PR #309, opened 2023-01-18
Support building for py310 and on rhel8

berland:


kwinkunks (commented):
These explicit checks should probably not be in the FOSS code. It feels weird to have business rules hardcoded into the linter --- especially such Equinor-centric rules.

Haven't given it tons of thought, but maybe best would be to have a config that specifies some default regexes which can be overridden. But this is probably overkill for now. Not sure what a 'light touch' solution that meets our needs would look like.

Not urgent so this can turn into an issue, by all means. I know there are several other things that need to be generalized like this.

kwinkunks:
Made #313 to deal with the de-Equinorization later.

komodo/lint.py
```diff
@@ -56,7 +56,7 @@ def lint_release_name(pkgfile):
             _kerr(
                 pkg=pkgfile,
                 err="Invalid release name suffix. "
-                "Must be of the most -pyXX or -pyXX-rhelY",
+                "Must be of the most -pyXX[X] or -pyXX-rhelY",
```
kwinkunks, line 59: I don't follow this wording. Does is mean "must be of the **form**" (I think it probably does?) or "must be **at** the most" (not sure this makes sense).

berland: Right, I did not look at the wording, but it does not make sense currently.. :)

berland: Changed "most" to "from"

kwinkunks (approved):
Looks good to me.

Issue #308, opened 2023-01-18
Add arguments for komodo-transpiler


xjules:
Currently `komodo-transpiler transpile` has hard-coded arguments for specifying python and rhel versions. We should be able to retrieve the versions from the cli arguments.
For example:
```sh
komodo-transpiler transpile
        --matrix-file=releases/matrices/${{ inputs.target }}.yml
        --python-ver=3.8
        --rhel-ver=7
        --output releases
```

kwinkunks:
Just a question because as mentioned in the stand-up, I find the language a bit confusing.

:question: Does the Release Manager want to maintain a single release **matrix** file, or multiple **release** files? I think it's the matrix file, is that correct?

I see that `komodo-transpiler` can go either way:

- The `combine` command takes multiple separate release files and creates a single matrix file.
- The `transpile` command takes a single matrix file and splits it into multiple release files.

kwinkunks:
I had a thought about how to add the urgently needed capability to produce a single 'cell' in a release matrix, without having to hardcode 'redhat' and 'python' into the tool in yet another place.

Maybe the interface could look like:

    komodo-transpiler transpile
        --matrix-file=releases/matrices/${{ inputs.target }}.yml
        --job py38,rhel7
        --output releases

This `--job` argument can then be split into the two 'coordinates' of the matrix. We are free to interpret them however, but I think the tool only needs to care that they are 'thing 1' and 'thing 2', right?

Maybe `release_transpiler.py` can also be refactored to not use variable names like `rhel_ver` and `py_ver`, but I didn't look at how hard that would be. And eventually we will want it to allow for an arbitrary number of 'coordinates' in `job` but we can deal with that when we need it.

What do you think @xjules and @hnformentin? Would this work?

hnformentin:
- In which cases will we only want to release one combination from the matrix? Will we have situations where we want two of them Helping to considerate @kwinkunks suggestion to use `--job` entry
- Which are possible places other than komodo where the hard-corded variables `RH-Versions` and `PY_VERSIONS` are used? Helping to answer if we can completely remove this hardcoded variables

────

**The task**.
What you return should match, exactly, the stretch of the listing above that runs from the line with "- In which cases" to its last line.

**Exercise answer**.
- In which cases will we only want to release one combination from the matrix? Will we have situations where we want two of them Helping to considerate @kwinkunks suggestion to use `--job` entry
- Which are possible places other than komodo where the hard-corded variables `RH-Versions` and `PY_VERSIONS` are used? Helping to answer if we can completely remove this hardcoded variables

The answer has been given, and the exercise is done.